Employers seeking to increase productivity by arming their employees with cell phones and PDAs (personal digital assistant) not only have a new statute to comply with -- the California Wireless Telephone Automobile Safety Act of 2006 -- which becomes effective on July 1, 2008, but also face: (1) increased risks of liability from third-party personal injury claims; (2) possible claims for unpaid compensable time; and (3) additional work related injuries.

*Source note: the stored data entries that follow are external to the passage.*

PR #1111, opened 2026-02-04
Add PostgreSQL 18 support

jhf:
## Summary
- Add PostgreSQL 18 to the compatibility version string in `pg_autoctl --version`
- Enable PG18 Docker builds using Citus commit `803f0ac` from `release-14.0` branch
- Add `libnuma-dev` dependency required by PostgreSQL 18

## Test plan
- [x] Single standby tests pass (88 tests)
- [x] Multi-standby tests pass (101 tests)
- [x] `pg_autoctl --version` shows "compatible with Postgres 13, 14, 15, 16, 17 and 18"

```
$ ./src/bin/pg_autoctl/pg_autoctl --version
pg_autoctl version ...
pg_autoctl extension version 2.2
compiled with PostgreSQL 18.1
compatible with Postgres 13, 14, 15, 16, 17 and 18
```

🤖 Generated with [Claude Code](https://claude.ai/code)

PR #1120, opened 2026-05-18
Add PostgreSQL 18 support

shirkevich:
Builds on #1111 and adds one missing PG18 path: `pg_autoctl do tmux compose` still rejected `PGVERSION=18` because its local Postgres/Citus compatibility matrix stopped at 17.

Changes:
- keep the existing PG18 Docker and version-string updates from #1111
- add PG18 to the tmux-compose Citus matrix using the same Citus commit (`803f0ac`)
- allow `PGVERSION=18` in the tmux-compose range check

I could not retrieve the old Actions job logs for #1111 because GitHub returned HTTP 410 for the expired job logs, but the failed PG18 check annotations still point at the workflow commands exiting non-zero.

### DIFF
--- a/Dockerfile
+++ b/Dockerfile
@@ -33,6 +33,7 @@ RUN apt-get update \
     libedit-dev \
     libkrb5-dev \
     liblz4-dev \
+    libnuma-dev \
     libncurses6 \
     libpam-dev \
     libreadline-dev \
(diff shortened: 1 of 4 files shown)


dimitri:
Thank you @shirkevich for picking up where #1111 left off and tracking down the missing tmux-compose Citus matrix entry — that kind of follow-through on an incomplete fix is valuable.

#1144 (merged 2026-07-15) supersedes both #1111 and this PR. It provides full PostgreSQL 18 and 19 support, the correct Citus alignment (`v14.1.0` for PG18, skipped for PG19 pending an upstream release), and comprehensive CI coverage across PG 14–19 including pgaftest and pytest suites.

Closing in favour of #1144 — thank you for the contribution!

1. The California Wireless Telephone Automobile Safety Act of 2006
According to a 2005 study commissioned by the Insurance Institute for Highway Safety (“IIHS Study”), drivers who use cell phones, even hands-free models, are 400 times more likely to be involved in serious accidents. Not surprisingly, California passed legislation prohibiting drivers’ use of hand-held cell phones. The California Wireless Telephone Automobile Safety Act of 2006, codified as Vehicle Code Section 23123, takes effect in July 2008 and will make it an infraction to drive a motor vehicle while using a cell phone, unless the phone is configured to allow hands-free listening/talking and is used in that manner. Violators will pay a fine of $20 for the first offense and $50 for subsequent offenses. Exceptions to Section 23123 include, among others, emergency calls and push-to-talk hand-held phones that drivers of certain commercial vehicles may continue to use until July 2011. Interestingly, the IIHS Study found that cell phones with hands-free operation offered little or no appreciable safety advantage over hand-held operation – suggesting that laws allowing drivers to use hands-free devices will not materially curb the accident risks associated with cell phone use.